Al parecer, la inteligencia
de vida nos ha diseñado con un potente sistema de alarma para que el agua de la
vasija no se derrame por una grieta desconocida. Se trata de una alarma de
supervivencia que incluso funciona cuando tal dolor lo padece el otro, y éste
nos alcanza por pura compasión y empatía. Alguien dijo que quienes crean que la
vida es un río con una sola orilla, es decir con la orilla del placer y el
bienestar, e ignora la del dolor, no entiende las leyes del Universo.

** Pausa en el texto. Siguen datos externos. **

PR #3182, opened 2023-06-11
Bumping compatibility version

brimoor:
The compatibility version wasn't bumped with the 0.21 release.

This likely wasn't detected because `database_admin=True` by default in OSS, so compatibility version doesn't come into play (the compatibility version *was* bumped in Teams, where `database_admin=False` by default).


benjaminpkane (approved):
LGTM

Issue #3185, opened 2023-06-12
[BUG] Concurrently adding new fields from different processes is unstable


brimoor:
Executing the steps below in the order indicated raises errors.

The root problem is multiple processes adding elements to `DatasetDocument.sample_fields` concurrently. Rather than both adding elements using array updates, they are both be `$set`-ing the entire field, as `mongoengine` does not support intelligent granular updates of array fields.

## TERMINAL A

```py
import fiftyone as fo
import fiftyone.zoo as foz

# step 1
dataset = foz.load_zoo_dataset("quickstart")
dataset.persistent = True

# step 3
sample = ds.first()
sample["foo"] = "bar"

# step 5
sample.save()

# step 7: ERROR
dataset.reload()
```

## TERMINAL B

```py
import fiftyone as fo

# step 2
dataset = fo.load_dataset("quickstart")

# step 4
sample = dataset.first()
sample["spam"] = "eggs"

# step 6
sample.save()

# step 8: ERROR
dataset.reload()
```

PR #3186, opened 2023-06-12
[WIP] Improved robustness of concurrent schema updates

brimoor:
Resolves https://github.com/voxel51/fiftyone/issues/3185

As explained in the `@todo`, this is a bit of a hack to specifically avoid issues when concurrently modifying a dataset's schema. However, the underlying problem still exists whenever list fields other than `DatasetDocument.sample_fields` and `DatasetDocument.frame_fields` are concurrently edited without first reloading.

I think it makes sense to go ahead and merge this particular patch because schema updates are by far the most likely case where concurrent list edits may arise, since in many workflows `dataset` objects may be held in-memory for long periods of time without reloading them. Unlike samples, which are generally only loaded + modified on-demand.


allenleetc (dismissed):

allenleetc:
did not test but LGTM

brimoor:
Closing in favor of https://github.com/voxel51/fiftyone/pull/3308.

TODA PÉRDIDA EN LA ESFERA DE
LA SALUD, EL DINERO O EL AMOR CON TODOS SUS DERIVADOS, CONLLEVA UN NIVEL DE
DUELO EN FUNCIÓN DEL GRADO DE IDENTIFICACIÓN QUE HAYA EXISTIDO CON LO QUE SE VA
DE NUESTRA VIDA.
Una identificación que
refleja el quebranto en nuestra propia identidad que se ve disminuida. Y aunque
estemos bien entrenados intelectualmente para “entender” que toda pérdida forma
parte del juego de la vida, atravesamos un proceso de contracción que merece
ser tratado y aliviado como una enfermedad del alma.
Conforme recorremos cada
ciclo vital, pareciera que nuestra identidad construida, a menudo con trabajo y
gloria, un día caduca y agoniza. Bien sabemos que todo lo que existe está
sometido a la ley del ciclo por la que nace, crece, toca el cenit, decae y muere.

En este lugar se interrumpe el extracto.